IN MAKING AN INVESTMENT DECISION, YOU MUST RELY ON YOUR OWN EXAMINATION OF THE PERSON OR ENTITY CREATING THE SECURITIES AND THE TERMS OF THE OFFERING, INCLUDING THE MERITS AND RISKS INVOLVED. THESE SECURITIES HAVE NOT BEEN RECOMMENDED BY ANY FEDERAL OR STATE SECURITIES COMMISSION OR REGULATORY AUTHORITY.

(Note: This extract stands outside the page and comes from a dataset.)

PR #383, opened 2017-02-21
Skip testScreenshot if Metal is not supported

plu:


lawrencelomax:
We could eventually do this with python decorators, but this works for now.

THE SECURITIES ACT AND THE SECURITIES LAWS OF CERTAIN JURISDICTIONS GRANT PURCHASERS OF SECURITIES SOLD IN VIOLATION OF THE REGISTRATION OR QUALIFICATION PROVISIONS OF SUCH LAWS THE RIGHT TO RESCIND THEIR PURCHASE OF SUCH SECURITIES AND TO RECEIVE BACK THEIR CONSIDERATION PAID. THE CLASS A MANAGER BELIEVES THAT THE OFFERING DESCRIBED IN THIS MEMORANDUM IS NOT REQUIRED TO BE REGISTERED OR QUALIFIED. MANY OF THESE LAWS GRANTING THE RIGHT OF RESCISSION ALSO PROVIDE THAT SUITS FOR SUCH VIOLATIONS MUST BE BROUGHT WITHIN A SPECIFIED TIME, USUALLY ONE YEAR FROM DISCOVERY OF FACTS CONSTITUTING SUCH VIOLATION. SHOULD ANY INVESTOR INSTITUTE SUCH AN ACTION ON THE THEORY THAT THE OFFERING CONDUCTED AS DESCRIBED HEREIN WAS REQUIRED TO BE REGISTERED OR QUALIFIED, THE CLASS A MANAGER WILL CONTEND THAT THE CONTENTS OF THIS MEMORANDUM CONSTITUTED NOTICE OF THE FACTS CONSTITUTING SUCH VIOLATION.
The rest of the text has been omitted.